* **Task description**:
Below are the records; count how many of their lines carry "either" and give only the number.

(Beginning of The data)

PR #22, opened 2021-01-09
Document Locator and Fixing Tests

dantleech:
This PR:

- Adds the TextDocumentLocator abstraction and implementations.
- Prevents the tests from being "killed" by disabling watchers when the test LS is built
- Integrates test implementation of `TestDefinitionLocator`.
- Fixes the stub integration for tests


lib/LanguageServerBridge/LanguageServerBridgeExtension.php
```diff
@@ -25,11 +29,28 @@ public function configure(Resolver $schema)
...
+
+        $container->register(WorkspaceTextDocumentLocator::class, function (Container $container) {
+            return new WorkspaceTextDocumentLocator($container->get(LanguageServerExtension::SERVICE_SESSION_WORKSPACE));
+        });
+
+        $container->register(TextDocumentLocator::class, function (Container $container) {
+            return new ChainDocumentLocator([
+                $container->get(WorkspaceTextDocumentLocator::class),
+                $container->get(FilesystemWorkspaceLocator::class)
+            ]);
```
dantleech, line 53: @BladeMF this is the service which can be used to either get from the workspace all the FS.

tests/LanguageServerCodeTransform/Unit/CodeAction/ImportNameProviderTest.php
```diff
@@ -38,6 +41,7 @@ public function testImportProvider(string $manifest, int $expectedCount, int $ex
 
         $tester->textDocument()->open('file:///foobar', $source);
 
+        wait(delay(10));
```
dantleech: maybe this isn't such a great idea

lib/LanguageServerBridge/LanguageServerBridgeExtension.php
dantleech: or with less typos: to retrieve a document from either the workspace or the filessytem

BladeMF: Which projects changed with this? TextDocument?

dantleech: yes just TextDocument

BladeMF: I need help setting this up for testing. How do I setup an instance of that `WorkspaceTextDocumentLocator` to pass to my renamers?

dantleech: you can use the `InMemoryTextDocumentLocator(TextDocument[])`

dantleech: otherwise something like https://github.com/phpactor/language-server-phpactor-extensions/blob/8e6f7d85dbcff3d812e54508228db6eb11ab8d32/tests/LanguageServerReferenceFinder/Unit/Handler/GotoDefinitionHandlerTest.php#L28-L35

BladeMF: Oh, nice, thanks!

(End of The data)

* **Answer box**:
2